PR #1551, opened 2026-09-08
fix: normalize Secret mount path validation and hash stability across…

aayuxsh326:
## Description
This PR addresses a cross-platform bug in `flyte._secret.Secret` when validating secret mount paths and generating deterministic hashes on Windows.

### Issues Fixed
1. **Windows Mount Path Validation Failure**: On Windows, `pathlib.Path("/etc/flyte/secrets")` formats path separators as `\etc\flyte\secrets` when converted using `str()`. Comparing `str(self.mount) != "/etc/flyte/secrets"` raised `ValueError: Only /etc/flyte/secrets is supported as secret mount path today.` on Windows systems even for valid paths.
2. **Non-deterministic `stable_hash` Across Platforms**: `Secret.stable_hash()` used `str(self.mount)`. On Windows, the backslash representation produced different SHA-256 hashes than on Linux/macOS for identical secret configurations.
3. **Mount Type Flexibility**: Extended `mount` typing to `pathlib.Path | str | None = None` and ensured string inputs are automatically parsed and normalized.
4. **Broken `__main__` Example**: Updated line 94 in `_secret.py` where `/path/to/secret` was used (which caused a runtime crash when executing the file directly).

### Changes Made
- Modified `src/flyte/_secret.py`:
  - Normalized `self.mount` using `.as_posix()` for path comparison.
  - Used `self.mount.as_posix()` in `stable_hash()` for platform-independent hash calculation.
  - Allowed `mount` to accept `str` paths in addition to `pathlib.Path`.
  - Fixed the test example in `__main__`.
- Modified `tests/user_api/test_secret.py`:
  - Added tests for `mount` supplied as `str`.
  - Added assertion verifying POSIX normalization on `secret.mount`.
  - Added cross-platform test verifying hash stability between `str` and `Path`.

## How Has This Been Tested?
- Unit tests added to `tests/user_api/test_secret.py`.
- Verified on Windows that `Secret(key="my-secret", mount=pathlib.Path("/etc/flyte/secrets"))` and string inputs pass without error.
- Verified that hash outputs match between POSIX and Windows path representations.


kumare3 (dismissed):

aayuxsh326:
Hi @kumare3, I've updated this PR to resolve the mypy and ty check failures. I replaced the | type hint syntax with typing.Union to ensure backward compatibility with Python 3.8/3.9, and I also added the missing DCO sign-offs to the commits. Everything should be passing now. I'd appreciate it if you could give this another review!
§
What is expected:
Your job is to reproduce the data in full, with every line intact.

Response area:
PR #1551, opened 2026-09-08
fix: normalize Secret mount path validation and hash stability across…

aayuxsh326:
## Description
This PR addresses a cross-platform bug in `flyte._secret.Secret` when validating secret mount paths and generating deterministic hashes on Windows.

### Issues Fixed
1. **Windows Mount Path Validation Failure**: On Windows, `pathlib.Path("/etc/flyte/secrets")` formats path separators as `\etc\flyte\secrets` when converted using `str()`. Comparing `str(self.mount) != "/etc/flyte/secrets"` raised `ValueError: Only /etc/flyte/secrets is supported as secret mount path today.` on Windows systems even for valid paths.
2. **Non-deterministic `stable_hash` Across Platforms**: `Secret.stable_hash()` used `str(self.mount)`. On Windows, the backslash representation produced different SHA-256 hashes than on Linux/macOS for identical secret configurations.
3. **Mount Type Flexibility**: Extended `mount` typing to `pathlib.Path | str | None = None` and ensured string inputs are automatically parsed and normalized.
4. **Broken `__main__` Example**: Updated line 94 in `_secret.py` where `/path/to/secret` was used (which caused a runtime crash when executing the file directly).

### Changes Made
- Modified `src/flyte/_secret.py`:
  - Normalized `self.mount` using `.as_posix()` for path comparison.
  - Used `self.mount.as_posix()` in `stable_hash()` for platform-independent hash calculation.
  - Allowed `mount` to accept `str` paths in addition to `pathlib.Path`.
  - Fixed the test example in `__main__`.
- Modified `tests/user_api/test_secret.py`:
  - Added tests for `mount` supplied as `str`.
  - Added assertion verifying POSIX normalization on `secret.mount`.
  - Added cross-platform test verifying hash stability between `str` and `Path`.

## How Has This Been Tested?
- Unit tests added to `tests/user_api/test_secret.py`.
- Verified on Windows that `Secret(key="my-secret", mount=pathlib.Path("/etc/flyte/secrets"))` and string inputs pass without error.
- Verified that hash outputs match between POSIX and Windows path representations.


kumare3 (dismissed):

aayuxsh326:
Hi @kumare3, I've updated this PR to resolve the mypy and ty check failures. I replaced the | type hint syntax with typing.Union to ensure backward compatibility with Python 3.8/3.9, and I also added the missing DCO sign-offs to the commits. Everything should be passing now. I'd appreciate it if you could give this another review!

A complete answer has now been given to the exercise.